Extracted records
******

PR #614, opened 2025-02-07
Implement format toggle feature

QichenZhu:
### Details

This PR implements a new feature to toggle bold and italic formatting using keyboard shortcuts or the context menu.

### Related Issues

https://github.com/Expensify/App/issues/55088
PROPOSAL: https://github.com/Expensify/App/issues/55088#issuecomment-2639014812

### Manual Tests

1. Open the web example app.
2. Clear the text box.
3. Enter the data and select the text according to the second column of the table below.
4. Press Command+B to toggle bold formatting, or press Command+I to toggle italic formatting.
5. Verify that the result matches the third column.

| Command | Before formatting | After formatting |
| -- | -- | -- |
| `formatBold` | Image | Image |
| `formatBold` | Image | Image |
| `formatBold` | Image | Image |
| `formatItalic` | Image | Image |
| `formatItalic` | Image | Image |
| `formatItalic` | Image | Image |
| `formatBold` | Image | Image |
| `formatBold` | Image | Image |
| `formatItalic` | Image | Image |
| `formatItalic` | Image | Image |

https://github.com/user-attachments/assets/98009372-4637-435b-990d-9da5eb0a6c31

### DIFF
--- a/src/MarkdownTextInput.web.tsx
+++ b/src/MarkdownTextInput.web.tsx
@@ -24,6 +24,7 @@ import {getElementHeight, getPlaceholderValue, isEventComposing, normalizeValue,
 import {parseToReactDOMStyle, processMarkdownStyle} from './web/utils/webStyleUtils';
 import {forceRefreshAllImages} from './web/inputElements/inlineImage';
 import type {MarkdownRange, InlineImagesInputProps} from './commonTypes';
+import {removeFormat} from './web/utils/formatToggleUtils';
 
 const useClientEffect = typeof window === 'undefined' ? useEffect : useLayoutEffect;
 
@@ -247,6 +248,12 @@ const MarkdownTextInput = React.forwardRef<MarkdownTextInput, MarkdownTextInputP
 
         if (!formatSelection) {
           return parseText(parser, target, parsedText, processedMarkdownStyle, cursorPosition);
+        }
+
+        // Undo the formatting if the selection is already in the given format.
+        const formatRemovalResult = removeFormat(parsedText, contentSelection.current.start, contentSelection.current.end, formatCommand);
+        if (formatRemovalResult) {
+          return parseText(parser, target, formatRemovalResult.updatedText, processedMarkdownStyle, cursorPosition + formatRemovalResult.cursorOffset, true);
         }
 
         const selectedText = parsedText.slice(contentSelection.current.start, contentSelection.current.end);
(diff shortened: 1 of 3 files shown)


tomekzaw:
Hi @QichenZhu, thanks for this PR! I'm astonished by the quality of the PR description, in particular the table with manual tests, really nice!

As for the implementation, I'm not really convinced if it's a good idea to have all the logic responsible for removing formatting in `react-native-live-markdown`. As you've mentioned, we reuse some of the regexps from expensify-common which is not advisable.

When we discussed this with @BartoszGrajdek and @Skalakid earlier, we thought that `MarkdownTextInput` would only expose a callback that would be passed from app logic, i.e. Expensify/App. This way `react-native-live-markdown` can be still syntax-agnostic to some extend as the developer can parametrize the behavior from outside. What do you think about this approach?

QichenZhu:
@tomekzaw Thanks for your review.

Yeah, it makes more sense to just expose callbacks.

We currently have a callback `formatSelection`. Do you prefer to add a separate callback like `unformatSelection`, or to update the interface of `formatSelection` to support toggling?

QichenZhu:
Hi @tomekzaw, I drafted another PR https://github.com/Expensify/react-native-live-markdown/pull/615. Could you check if it aligns closer with your thoughts? I'm open to any feedback. Thanks!

tomekzaw:
@QichenZhu Thanks! Yep, this is a bit closer, but I don't see the logic responsible for removing the formatting if the selected text is wrapped in bold or italic, how does it work then?

QichenZhu:
> This logic will be on E/App side, right?

Yes, that's my plan.

> In that case, maybe we'll update the logic in example app so toggling also works here?

Done. However, is it a good idea to duplicate the code in both E/App and the example? It will add maintenance effort.

tomekzaw:
> Yes, that's my plan.

Good, thanks!

> Done. However, is it a good idea to duplicate the code in both E/App and the example? It will add maintenance effort.

I agree that this is additional maintenance effort, but actually there's no need to be extra consistent between E/App and live-markdown, if the implementation in live-markdown will be outdated, it's not a big problem.

Alternatively, we can move the implementation to `expensify-common` and import it in both places, what do you think?

QichenZhu:
Could we close this in favor of https://github.com/Expensify/react-native-live-markdown/pull/615?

******

--- Work to complete ---
In the entries above, find the line with "cursorPosition + formatRemovalResult.cursorOffset, true);" and the line with "Hi @QichenZhu, thanks", then restate word for word both of them and every line between, with nothing more.

--- Answer box ---
+          return parseText(parser, target, formatRemovalResult.updatedText, processedMarkdownStyle, cursorPosition + formatRemovalResult.cursorOffset, true);
         }
 
         const selectedText = parsedText.slice(contentSelection.current.start, contentSelection.current.end);
(diff shortened: 1 of 3 files shown)


tomekzaw:
Hi @QichenZhu, thanks for this PR! I'm astonished by the quality of the PR description, in particular the table with manual tests, really nice!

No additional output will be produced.